The US Food and Drug Administration issued its final report on ways to combat pharmaceutical counterfeiting and identifies radiofrequency identification (RFID) as a primary means of tackling the problem.
As expected, the report recommends a number of different approaches to the problem, based on technology, changes in business practice and tighter legislation. For the pharmaceutical industry, the main implication is that the agency expects 'track and trace' technologies to be in place in 2007 in order to provide an audit trail for drugs from production to dispensing.
"The adoption and common use of reliable track and trace technology is feasible in 2007, and would help secure the integrity of the drug supply chain by providing an accurate drug 'pedigree', which is a secure record documenting the drug was manufactured and distributed under safe and secure conditions," says the report.
RFID tagging of products by manufacturers, wholesalers, and retailers is the most promising approach to reliable product tracking and tracing, according to the FDA , which maintains that it will also bring cost-benefits to the industry in areas such as inventory control.
"Most importantly, reliable RFID technology will make the copying of medications either extremely difficult or unprofitable," it said.

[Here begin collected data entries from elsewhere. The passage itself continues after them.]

PR #1304, opened 2026-08-30
Only let a unit that can talk pick the chief

### LINKED ISSUE #1030: Talking to Village Chief bugs out if a unit that cannot talk to chiefs is selected and ahead of the unit that can talk to the chief.
Just experienced this strange little bug. I have a Treasure and a Failed Trader in a Native Village that hasn't been met yet. The Treasure is listed ahead of the Failed Trader. I had them both selected, then clicked the button to talk to the chief, but nothing happened. After that, I cannot talk to the village anymore. I suspect there is a bool getting flipped before a check occurs that the unit can actually talk to the village, only the code doesn't check for the presence of any other unit that could talk to the chief within the selection of units.

raphaelmonticello:
`speakWithChief` on a mixed selection could pick `isNoBadGoodies` even when that unit cannot talk (treasure, wagon, goods).

A treasure listed ahead of a failed trader then did nothing when you clicked talk to the chief.

Only units that `canSpeakWithChief` are considered. A scout in the same selection is still preferred.

Needs a rebuilt DLL.

Fixes #1030

### DIFF
--- a/Project Files/DLLSources/CvDLLButtonPopup.cpp
+++ b/Project Files/DLLSources/CvDLLButtonPopup.cpp
@@ -3904,7 +3904,7 @@ bool CvDLLButtonPopup::launchTalkNativesPopup(CvPopup* pPopup, CvPopupInfo& info
 	gDLL->getInterfaceIFace()->popupSetBodyString(pPopup, gDLL->getText("TXT_KEY_TALK_NATIVES_POPUP", pCity->getNameKey()));
 
 	int iNumActions = 0;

Throughout the remainder of 2004, the FDA is recommending that RFID feasibility studies be conducted on pallets, cases and packages of pharmaceuticals, with some manufacturers, drug wholesalers, hospitals and chain drug stores starting to adopt the technology in 2005. In 2007, the system should be in widespread use across the industry.
Looking at other ways of discouraging the counterfeiters, the agency has concluded that unit dose packaging (such as blister packs) is not enough of a cost deterrent to counterfeiters, even when combined with tamper-evident technologies.
This means that some other form of authentication technology will likely be required, particularly for products at high risk of being copied. How companies go about notifying the agency of these will be the subject of a separate consultation.
In the meantime, the FDA plans to make it easier for companies that use technologies such as taggants in medicines or inks and holograms on their packaging to get the changes through the regulatory process.
The scale of the problem
Although counterfeiting is still not considered a major public health concern in the US, the FDA has been spurred into action by counterfeit drug investigations that have increased to over 20 per year since 2000, after averaging only five per year through the late 1990s.
Increasingly, these investigations have uncovered well-organised criminal operations involving products that may closely resemble legitimate drugs yet may contain only inactive ingredients, incorrect ingredients and doses, or be contaminated, posing a real public health and safety concern.
According to World Health Organisation estimates, counterfeit medicines comprise 6 per cent of the world market, higher in some areas, and including developed countries. A complicated distribution chain involving several wholesalers and brokers increases the risk of counterfeit products entering this chain.
Moreover, according to a study in The Lancet, in Vietnam, 64 per cent of an anti-malaria pill collected in an investigation did not contain the active drug and led to deaths of patients, while in Africa around half of all malaria drugs are thought to be fake.
The FDA report makes no attempt to gauge the cost of implementing RFID tagging across the pharmaceutical supply chain, nor does it provide any specific guidance for companies importing finished products into the US that have been made overseas.